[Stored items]

● ● ● ●

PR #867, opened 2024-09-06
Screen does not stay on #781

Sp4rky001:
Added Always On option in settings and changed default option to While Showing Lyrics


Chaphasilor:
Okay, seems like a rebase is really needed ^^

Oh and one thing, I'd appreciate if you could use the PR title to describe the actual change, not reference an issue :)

● ● ● ●

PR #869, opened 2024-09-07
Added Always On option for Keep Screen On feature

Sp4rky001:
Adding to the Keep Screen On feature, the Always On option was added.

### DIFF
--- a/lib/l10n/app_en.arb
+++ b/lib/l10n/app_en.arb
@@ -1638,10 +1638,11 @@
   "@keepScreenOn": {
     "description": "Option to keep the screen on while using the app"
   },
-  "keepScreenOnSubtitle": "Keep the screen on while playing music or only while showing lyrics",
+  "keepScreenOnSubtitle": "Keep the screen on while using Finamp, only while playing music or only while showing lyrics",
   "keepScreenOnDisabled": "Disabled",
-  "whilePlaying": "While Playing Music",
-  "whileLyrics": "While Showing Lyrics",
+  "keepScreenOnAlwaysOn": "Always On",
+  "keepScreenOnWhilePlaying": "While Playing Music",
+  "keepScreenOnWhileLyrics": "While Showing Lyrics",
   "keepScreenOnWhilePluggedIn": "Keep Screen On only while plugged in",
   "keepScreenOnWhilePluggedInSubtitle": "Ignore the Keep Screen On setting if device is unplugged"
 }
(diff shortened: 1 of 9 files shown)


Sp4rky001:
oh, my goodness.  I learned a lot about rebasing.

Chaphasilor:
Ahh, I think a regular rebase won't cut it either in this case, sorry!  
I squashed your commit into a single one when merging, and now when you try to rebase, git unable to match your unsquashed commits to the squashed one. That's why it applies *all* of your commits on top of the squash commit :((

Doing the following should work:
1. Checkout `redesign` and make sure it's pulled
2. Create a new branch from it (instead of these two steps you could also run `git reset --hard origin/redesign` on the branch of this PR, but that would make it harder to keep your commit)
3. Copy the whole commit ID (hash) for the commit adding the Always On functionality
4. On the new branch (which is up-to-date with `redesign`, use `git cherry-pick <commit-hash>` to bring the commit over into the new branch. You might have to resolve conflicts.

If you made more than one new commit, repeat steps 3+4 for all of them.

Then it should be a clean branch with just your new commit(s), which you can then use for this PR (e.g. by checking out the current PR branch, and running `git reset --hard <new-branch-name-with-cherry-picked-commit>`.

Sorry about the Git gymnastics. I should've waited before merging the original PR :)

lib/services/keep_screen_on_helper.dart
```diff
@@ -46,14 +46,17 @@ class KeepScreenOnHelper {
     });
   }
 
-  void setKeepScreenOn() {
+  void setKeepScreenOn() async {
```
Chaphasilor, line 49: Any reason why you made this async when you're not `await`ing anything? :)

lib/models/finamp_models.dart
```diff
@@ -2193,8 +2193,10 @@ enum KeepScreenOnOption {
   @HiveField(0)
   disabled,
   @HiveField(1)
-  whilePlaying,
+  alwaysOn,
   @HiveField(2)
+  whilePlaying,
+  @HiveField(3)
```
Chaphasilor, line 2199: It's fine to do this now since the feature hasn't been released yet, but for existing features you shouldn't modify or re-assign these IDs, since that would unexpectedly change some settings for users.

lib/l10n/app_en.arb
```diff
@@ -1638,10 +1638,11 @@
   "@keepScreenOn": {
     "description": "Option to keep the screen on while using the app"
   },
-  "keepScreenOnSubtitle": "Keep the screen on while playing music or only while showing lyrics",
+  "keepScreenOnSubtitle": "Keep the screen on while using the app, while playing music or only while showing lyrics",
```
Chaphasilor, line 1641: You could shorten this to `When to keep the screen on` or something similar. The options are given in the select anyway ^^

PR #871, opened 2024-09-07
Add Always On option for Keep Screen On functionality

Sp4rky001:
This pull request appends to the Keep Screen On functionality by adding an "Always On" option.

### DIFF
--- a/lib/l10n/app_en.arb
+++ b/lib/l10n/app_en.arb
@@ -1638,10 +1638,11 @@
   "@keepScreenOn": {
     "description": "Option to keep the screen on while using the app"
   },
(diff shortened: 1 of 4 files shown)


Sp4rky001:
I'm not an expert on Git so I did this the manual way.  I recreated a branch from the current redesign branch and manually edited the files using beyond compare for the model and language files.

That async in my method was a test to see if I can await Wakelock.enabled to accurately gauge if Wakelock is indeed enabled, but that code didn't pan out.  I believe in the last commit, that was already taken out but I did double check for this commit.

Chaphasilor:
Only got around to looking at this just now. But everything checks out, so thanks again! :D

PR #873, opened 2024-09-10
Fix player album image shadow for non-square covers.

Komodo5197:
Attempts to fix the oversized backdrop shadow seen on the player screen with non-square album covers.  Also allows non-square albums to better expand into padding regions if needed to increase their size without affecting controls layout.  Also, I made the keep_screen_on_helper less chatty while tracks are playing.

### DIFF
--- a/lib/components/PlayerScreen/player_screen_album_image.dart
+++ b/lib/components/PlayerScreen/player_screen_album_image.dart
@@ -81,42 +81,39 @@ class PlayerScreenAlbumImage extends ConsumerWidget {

● ● ● ●

Exercise:
The answer must be all the lines above that hold the word "about".

Result of this exercise:
oh, my goodness.  I learned a lot about rebasing.
Sorry about the Git gymnastics. I should've waited before merging the original PR :)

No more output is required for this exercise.